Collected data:
•••

PR #1239, opened 2024-05-17
Update single and multiple Coulomb scattering configurations in `GeantPhysicsList`

amandalund:
- Allow single Coulomb scattering without MSC over all energies or with Wentzel VI MSC with the same energy limits
- Update the MSC model selection to be more consistent with the configurations in the Geant4 physics constructors

### DIFF
--- a/src/celeritas/ext/GeantPhysicsOptions.cc
+++ b/src/celeritas/ext/GeantPhysicsOptions.cc
@@ -35,10 +35,9 @@ char const* to_cstring(MscModelSelection value)
     static EnumStringMapper<MscModelSelection> const to_cstring_impl{
         "none",
         "urban",
-        "urban_extended",
-        "wentzel_vi",
-        "urban_wentzel",
-        "goudsmit_saunderson",
+        "wentzelvi",
+        "urban_wentzelvi",
+        "gs_wentzelvi",
     };
     return to_cstring_impl(value);
 }
--- a/src/celeritas/ext/GeantPhysicsOptions.cc
+++ b/src/celeritas/ext/GeantPhysicsOptions.cc
@@ -37,7 +37,6 @@ char const* to_cstring(MscModelSelection value)
         "urban",
         "wentzelvi",
         "urban_wentzelvi",
-        "gs_wentzelvi",
     };
     return to_cstring_impl(value);
 }
--- a/src/celeritas/ext/GeantPhysicsOptions.hh
+++ b/src/celeritas/ext/GeantPhysicsOptions.hh
@@ -30,8 +30,7 @@ enum class MscModelSelection
     none,
     urban,  //!< Urban for all energies
     wentzelvi,  //!< Wentzel VI for all energies
-    urban_wentzelvi,  //!< Urban below 100 MeV, Wentzel VI abpve
-    gs_wentzelvi,  //!< Goudsmit-Saunderson below 100 MeV, Wentzel VI above
+    urban_wentzelvi,  //!< Urban below 100 MeV, Wentzel VI above
     size_
 };
 
--- a/src/celeritas/ext/GeantPhysicsOptions.hh
+++ b/src/celeritas/ext/GeantPhysicsOptions.hh
@@ -28,11 +28,10 @@ enum class BremsModelSelection
 enum class MscModelSelection
 {
     none,
-    urban,
-    urban_extended,  //!< Use 100 TeV as upper bound instead of 100 MeV
-    wentzel_vi,
-    urban_wentzel,  //!< Urban for low-E, Wentzel_VI for high-E
-    goudsmit_saunderson,
+    urban,  //!< Urban for all energies
+    wentzelvi,  //!< Wentzel VI for all energies
+    urban_wentzelvi,  //!< Urban below 100 MeV, Wentzel VI abpve
+    gs_wentzelvi,  //!< Goudsmit-Saunderson below 100 MeV, Wentzel VI above
     size_
 };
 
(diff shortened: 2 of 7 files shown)


src/celeritas/ext/GeantPhysicsOptions.hh
```diff
@@ -28,11 +28,10 @@ enum class BremsModelSelection
...
 {
     none,
-    urban,
-    urban_extended,  //!< Use 100 TeV as upper bound instead of 100 MeV
-    wentzel_vi,
-    urban_wentzel,  //!< Urban for low-E, Wentzel_VI for high-E
-    goudsmit_saunderson,
+    urban,  //!< Urban for all energies
+    wentzelvi,  //!< Wentzel VI for all energies
+    urban_wentzelvi,  //!< Urban below 100 MeV, Wentzel VI abpve
```
sethrj:
```suggestion
    urban_wentzelvi,  //!< Urban below 100 MeV, Wentzel VI above
```

src/celeritas/ext/detail/GeantPhysicsList.cc
```diff
@@ -340,58 +335,94 @@ void GeantPhysicsList::add_e_processes(G4ParticleDefinition* p)
...
-        double msc_energy_limit = G4EmParameters::Instance()->MscEnergyLimit();
-
-        auto process = std::make_unique<G4CoulombScattering>();
-        auto model = std::make_unique<G4eCoulombScatteringModel>();
-        process->SetMinKinEnergy(msc_energy_limit);
-        model->SetLowEnergyLimit(msc_energy_limit);
-        model->SetActivationLowEnergyLimit(msc_energy_limit);
-        process->SetEmModel(model.release());
-        physics_list->RegisterProcess(process.release(), p);
+        if (options_.msc == MMS::urban)
```
stognini, line 347: Maybe we should decouple single and multiple scattering for registering processes. Our `GeantPhysicsOptions` has `coulomb_scattering` and `msc` as separate fields, so I feel like it also makes sense to have something like

```cpp
if (options_.coulomb_scattering)
{
    // Enable Coulomb Scattering
}
if (options_.msc)
{
    // Register physics according to selection and issue warnings for energy ranges as needed
}
```

amandalund: I think if we have both Coulomb and Wentzel VI enabled we should be using the same energy range for both, and if if only single Coulomb scattering is enabled it should cover the entire energy range. I'm not sure it makes sense to have Coulomb scattering enabled in the same energy range as either Urban MSC or GS (although I suppose we could allow it and issue a warning?). Maybe @whokion can comment?

sethrj (approved):
Code looks good to me, but I'll defer to one of the real physicists for correctness. Would it be possible for you to add a subsection under `physics` in `doc/main/overview.rst` describing a little bit better the complementary (and exclusive) coulomb scattering models?

src/celeritas/ext/detail/GeantPhysicsList.cc
whokion: What @amandalund  propose is consistent with practical user cases and the current Geant4 default physics list support.  In principle, SS (exclusively without any other other msc model) in all energy ranges is the most accurate  Coulomb scattering model, but may not be used in any LHC-like HEP production as it is computational very expensive (due to the high cross section in typical HEP calorimeters). So, it is mostly used for the purpose of model developments (i.e., to benchmark accuracy of other MSC models or validation) or special studies for detector design or optimization including back scatterings - one of exceptional examples of using SS alone in all range is in a sparse or low density medium (such as gaseous material).  The reason that SS is combined in the same energy range of the high energy MSC model is a kind of trade-off of adding the more accuracy with an affordable additional computing cost as the SS in the low energy is very prohibitively expensive - of course, the question whether the same energy cutoff (100MeV) with the high energy (WentzelVI) MSC model should be used or not is a practical choice for conveniences for the simpler setup for physics processes or lists.   As a summary, it will be good to support 1) [Urbarn]+[[WentzelVI]+[SS]] (Geant4 default), 2) [Urban] + [WentzelVI] (a.k.a. CMS EMM), 3) [SS] in the all range - of course [Urbarn] can be substituted by [GS] if GS is implemented and the more accurate simulation is needed for the additional cost of computing time.

src/celeritas/ext/GeantPhysicsOptions.cc
```diff
@@ -35,10 +35,9 @@ char const* to_cstring(MscModelSelection value)
     static EnumStringMapper<MscModelSelection> const to_cstring_impl{
         "none",
         "urban",
-        "urban_extended",
-        "wentzel_vi",
-        "urban_wentzel",
-        "goudsmit_saunderson",
+        "wentzelvi",
+        "urban_wentzelvi",
+        "gs_wentzelvi",
```
whokion: This may be dropped for now and added later when GS is actually implemented.

whokion (commented):
As long as MSC concerns, we may have logical combinations only for [none], [Urban] or [Urban] + [WentzelVI] for now as GS is not available and  SS can be configured/added as a separately process in physics lists.

src/celeritas/ext/detail/GeantPhysicsList.cc
amandalund: Thanks for the detailed answer @whokion!

src/celeritas/ext/GeantPhysicsOptions.cc
amandalund: True, I can drop GS for now. I may keep Wentzel VI in addition to Urban + Wentzel VI even though it may not be used alone in practice since it might be helpful in the (hopefully not too distant) future for validating that model separately from Urban.

amandalund:
> Would it be possible for you to add a subsection under `physics` in `doc/main/overview.rst` describing a little bit better the complementary (and exclusive) coulomb scattering models?

No problem!

sethrj (approved):
Perfect! Thanks for the overview.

•••

» Exercise directions: The entries above must be repeated word for word.

» Reply:
PR #1239, opened 2024-05-17
Update single and multiple Coulomb scattering configurations in `GeantPhysicsList`

amandalund:
- Allow single Coulomb scattering without MSC over all energies or with Wentzel VI MSC with the same energy limits
- Update the MSC model selection to be more consistent with the configurations in the Geant4 physics constructors

### DIFF
--- a/src/celeritas/ext/GeantPhysicsOptions.cc
+++ b/src/celeritas/ext/GeantPhysicsOptions.cc
@@ -35,10 +35,9 @@ char const* to_cstring(MscModelSelection value)
     static EnumStringMapper<MscModelSelection> const to_cstring_impl{
         "none",
         "urban",
-        "urban_extended",
-        "wentzel_vi",
-        "urban_wentzel",
-        "goudsmit_saunderson",
+        "wentzelvi",
+        "urban_wentzelvi",
+        "gs_wentzelvi",
     };
     return to_cstring_impl(value);
 }
--- a/src/celeritas/ext/GeantPhysicsOptions.cc
+++ b/src/celeritas/ext/GeantPhysicsOptions.cc
@@ -37,7 +37,6 @@ char const* to_cstring(MscModelSelection value)
         "urban",
         "wentzelvi",
         "urban_wentzelvi",
-        "gs_wentzelvi",
     };
     return to_cstring_impl(value);
 }
--- a/src/celeritas/ext/GeantPhysicsOptions.hh
+++ b/src/celeritas/ext/GeantPhysicsOptions.hh
@@ -30,8 +30,7 @@ enum class MscModelSelection
     none,
     urban,  //!< Urban for all energies
     wentzelvi,  //!< Wentzel VI for all energies
-    urban_wentzelvi,  //!< Urban below 100 MeV, Wentzel VI abpve
-    gs_wentzelvi,  //!< Goudsmit-Saunderson below 100 MeV, Wentzel VI above
+    urban_wentzelvi,  //!< Urban below 100 MeV, Wentzel VI above
     size_
 };
 
--- a/src/celeritas/ext/GeantPhysicsOptions.hh
+++ b/src/celeritas/ext/GeantPhysicsOptions.hh
@@ -28,11 +28,10 @@ enum class BremsModelSelection
 enum class MscModelSelection
 {
     none,
-    urban,
-    urban_extended,  //!< Use 100 TeV as upper bound instead of 100 MeV
-    wentzel_vi,
-    urban_wentzel,  //!< Urban for low-E, Wentzel_VI for high-E
-    goudsmit_saunderson,
+    urban,  //!< Urban for all energies
+    wentzelvi,  //!< Wentzel VI for all energies
+    urban_wentzelvi,  //!< Urban below 100 MeV, Wentzel VI abpve
+    gs_wentzelvi,  //!< Goudsmit-Saunderson below 100 MeV, Wentzel VI above
     size_
 };
 
(diff shortened: 2 of 7 files shown)


src/celeritas/ext/GeantPhysicsOptions.hh
```diff
@@ -28,11 +28,10 @@ enum class BremsModelSelection
...
 {
     none,
-    urban,
-    urban_extended,  //!< Use 100 TeV as upper bound instead of 100 MeV
-    wentzel_vi,
-    urban_wentzel,  //!< Urban for low-E, Wentzel_VI for high-E
-    goudsmit_saunderson,
+    urban,  //!< Urban for all energies
+    wentzelvi,  //!< Wentzel VI for all energies
+    urban_wentzelvi,  //!< Urban below 100 MeV, Wentzel VI abpve
```
sethrj:
```suggestion
    urban_wentzelvi,  //!< Urban below 100 MeV, Wentzel VI above
```

src/celeritas/ext/detail/GeantPhysicsList.cc
```diff
@@ -340,58 +335,94 @@ void GeantPhysicsList::add_e_processes(G4ParticleDefinition* p)
...
-        double msc_energy_limit = G4EmParameters::Instance()->MscEnergyLimit();
-
-        auto process = std::make_unique<G4CoulombScattering>();
-        auto model = std::make_unique<G4eCoulombScatteringModel>();
-        process->SetMinKinEnergy(msc_energy_limit);
-        model->SetLowEnergyLimit(msc_energy_limit);
-        model->SetActivationLowEnergyLimit(msc_energy_limit);
-        process->SetEmModel(model.release());
-        physics_list->RegisterProcess(process.release(), p);
+        if (options_.msc == MMS::urban)
```
stognini, line 347: Maybe we should decouple single and multiple scattering for registering processes. Our `GeantPhysicsOptions` has `coulomb_scattering` and `msc` as separate fields, so I feel like it also makes sense to have something like

```cpp
if (options_.coulomb_scattering)
{
    // Enable Coulomb Scattering
}
if (options_.msc)
{
    // Register physics according to selection and issue warnings for energy ranges as needed
}
```

amandalund: I think if we have both Coulomb and Wentzel VI enabled we should be using the same energy range for both, and if if only single Coulomb scattering is enabled it should cover the entire energy range. I'm not sure it makes sense to have Coulomb scattering enabled in the same energy range as either Urban MSC or GS (although I suppose we could allow it and issue a warning?). Maybe @whokion can comment?

sethrj (approved):
Code looks good to me, but I'll defer to one of the real physicists for correctness. Would it be possible for you to add a subsection under `physics` in `doc/main/overview.rst` describing a little bit better the complementary (and exclusive) coulomb scattering models?

src/celeritas/ext/detail/GeantPhysicsList.cc
whokion: What @amandalund  propose is consistent with practical user cases and the current Geant4 default physics list support.  In principle, SS (exclusively without any other other msc model) in all energy ranges is the most accurate  Coulomb scattering model, but may not be used in any LHC-like HEP production as it is computational very expensive (due to the high cross section in typical HEP calorimeters). So, it is mostly used for the purpose of model developments (i.e., to benchmark accuracy of other MSC models or validation) or special studies for detector design or optimization including back scatterings - one of exceptional examples of using SS alone in all range is in a sparse or low density medium (such as gaseous material).  The reason that SS is combined in the same energy range of the high energy MSC model is a kind of trade-off of adding the more accuracy with an affordable additional computing cost as the SS in the low energy is very prohibitively expensive - of course, the question whether the same energy cutoff (100MeV) with the high energy (WentzelVI) MSC model should be used or not is a practical choice for conveniences for the simpler setup for physics processes or lists.   As a summary, it will be good to support 1) [Urbarn]+[[WentzelVI]+[SS]] (Geant4 default), 2) [Urban] + [WentzelVI] (a.k.a. CMS EMM), 3) [SS] in the all range - of course [Urbarn] can be substituted by [GS] if GS is implemented and the more accurate simulation is needed for the additional cost of computing time.

src/celeritas/ext/GeantPhysicsOptions.cc
```diff
@@ -35,10 +35,9 @@ char const* to_cstring(MscModelSelection value)
     static EnumStringMapper<MscModelSelection> const to_cstring_impl{
         "none",
         "urban",
-        "urban_extended",
-        "wentzel_vi",
-        "urban_wentzel",
-        "goudsmit_saunderson",
+        "wentzelvi",
+        "urban_wentzelvi",
+        "gs_wentzelvi",
```
whokion: This may be dropped for now and added later when GS is actually implemented.

whokion (commented):
As long as MSC concerns, we may have logical combinations only for [none], [Urban] or [Urban] + [WentzelVI] for now as GS is not available and  SS can be configured/added as a separately process in physics lists.

src/celeritas/ext/detail/GeantPhysicsList.cc
amandalund: Thanks for the detailed answer @whokion!

src/celeritas/ext/GeantPhysicsOptions.cc
amandalund: True, I can drop GS for now. I may keep Wentzel VI in addition to Urban + Wentzel VI even though it may not be used alone in practice since it might be helpful in the (hopefully not too distant) future for validating that model separately from Urban.

amandalund:
> Would it be possible for you to add a subsection under `physics` in `doc/main/overview.rst` describing a little bit better the complementary (and exclusive) coulomb scattering models?

No problem!

sethrj (approved):
Perfect! Thanks for the overview.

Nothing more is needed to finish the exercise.